__Task to complete__:
What you return should match the data below exactly, line for line.

── Data provided ──

PR #1138, opened 2015-05-04
TestCases: common @Test methods called multiple times, with parameters, by BlockJUnit4Runner

ashleyfrieze:
Similar to the intent of pull request 1115 - https://github.com/junit-team/junit/pull/1115 - and as a way to provide the same behaviour of NUnit's [TestCase] mechanism - http://www.nunit.org/index.php?p=testCase&r=2.5 - this feature suggestion would allow for common test method implementation to be written once in a given test class, with the test annotation specifying the inputs to try it with.

I am aware that these changes may graze a few sacred cows, so I present this for review. I've done some refactoring within the tests of the project, to support my own tests, which I hope are useful in their own right too - the MockTestRunner being the centre of it.

There is a real-world problem to solve here. I commonly end up having to write tests like this:

```
@Test
public void example1() {
    check(1, 2, 3);
}

@Test
public void example2() {
    check(2, 3, 5);
}

private void check(int a, int b, int c) {
    assertEquals(c, a+b);
}
```

The check function is doing the actual work, but the examples each need their own @Test annotated method.

With this change, the check function becomes the test method

```
@Test(cases={
    @TestCase({"1","2","3"}),
    @TestCase({"2","3","4"})
    })
public void check(int a, int b, int c) {
    assertEquals(c, a+b);
}
```

You can do this with Parameterized, but only if you create a whole class around the parameters you're testing with, and it's quite clunky and not interoperable with other test runners.

You can do this with JUnitParams with a similar syntax but that means you can only use the JUnitParams runner. Putting this feature into BlockJUnit4TestRunner will make it a central part of the library, which means a lot of other test runners, which reuse Block, will inherit this capability, e.g. Mockito.


Stephan202:
Without otherwise voicing an opinion on the merit of this change, I think it's worth pointing out that the first piece of example test code (i.e., the one that represents a "real-world problem") forces one to name each test. This allows one (or forces one, depending on ones perspective) to come up with descriptive names for each test case. This can be overkill or extremely helpful, depending on context. So in that sense the "before" and "after" example code is not equivalent.

ashleyfrieze:
@Stephan202 really good point. This is a reason to allow for mixing between individual named tests and groups of tests where it is only the test data which really tell them apart. Example, I once wrote unit tests for a conversion from integer to natural language. The test data was self describing.

kcooney:
@ashleyfrieze Have you looked at https://github.com/Pragmatists/junitparams ? That seems to solve this problem, and has multiple ways of specifying parameters (including specifying a method to call)

ashleyfrieze:
@kcooney I've looked at JUnitParams and I don't like it as a solution. The reason for this is interoperability. There are lots of JUnit runners out there and many of them work by extending Block if you choose to write tests using SpringJUnitRunner, MockitoRunner, or Parameterized, then you can't use JUnitParams too. If we extend Block to allow for this syntax, then it becomes common to a whole family of runners.

To be honest, the real limitation here is that JUnit runners are monolithic and their functionality comes through inheritance, rather than composition.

───

__Response__:
PR #1138, opened 2015-05-04
TestCases: common @Test methods called multiple times, with parameters, by BlockJUnit4Runner

ashleyfrieze:
Similar to the intent of pull request 1115 - https://github.com/junit-team/junit/pull/1115 - and as a way to provide the same behaviour of NUnit's [TestCase] mechanism - http://www.nunit.org/index.php?p=testCase&r=2.5 - this feature suggestion would allow for common test method implementation to be written once in a given test class, with the test annotation specifying the inputs to try it with.

I am aware that these changes may graze a few sacred cows, so I present this for review. I've done some refactoring within the tests of the project, to support my own tests, which I hope are useful in their own right too - the MockTestRunner being the centre of it.

There is a real-world problem to solve here. I commonly end up having to write tests like this:

```
@Test
public void example1() {
    check(1, 2, 3);
}

@Test
public void example2() {
    check(2, 3, 5);
}

private void check(int a, int b, int c) {
    assertEquals(c, a+b);
}
```

The check function is doing the actual work, but the examples each need their own @Test annotated method.

With this change, the check function becomes the test method

```
@Test(cases={
    @TestCase({"1","2","3"}),
    @TestCase({"2","3","4"})
    })
public void check(int a, int b, int c) {
    assertEquals(c, a+b);
}
```

You can do this with Parameterized, but only if you create a whole class around the parameters you're testing with, and it's quite clunky and not interoperable with other test runners.

You can do this with JUnitParams with a similar syntax but that means you can only use the JUnitParams runner. Putting this feature into BlockJUnit4TestRunner will make it a central part of the library, which means a lot of other test runners, which reuse Block, will inherit this capability, e.g. Mockito.


Stephan202:
Without otherwise voicing an opinion on the merit of this change, I think it's worth pointing out that the first piece of example test code (i.e., the one that represents a "real-world problem") forces one to name each test. This allows one (or forces one, depending on ones perspective) to come up with descriptive names for each test case. This can be overkill or extremely helpful, depending on context. So in that sense the "before" and "after" example code is not equivalent.

ashleyfrieze:
@Stephan202 really good point. This is a reason to allow for mixing between individual named tests and groups of tests where it is only the test data which really tell them apart. Example, I once wrote unit tests for a conversion from integer to natural language. The test data was self describing.

kcooney:
@ashleyfrieze Have you looked at https://github.com/Pragmatists/junitparams ? That seems to solve this problem, and has multiple ways of specifying parameters (including specifying a method to call)

ashleyfrieze:
@kcooney I've looked at JUnitParams and I don't like it as a solution. The reason for this is interoperability. There are lots of JUnit runners out there and many of them work by extending Block if you choose to write tests using SpringJUnitRunner, MockitoRunner, or Parameterized, then you can't use JUnitParams too. If we extend Block to allow for this syntax, then it becomes common to a whole family of runners.

To be honest, the real limitation here is that JUnit runners are monolithic and their functionality comes through inheritance, rather than composition.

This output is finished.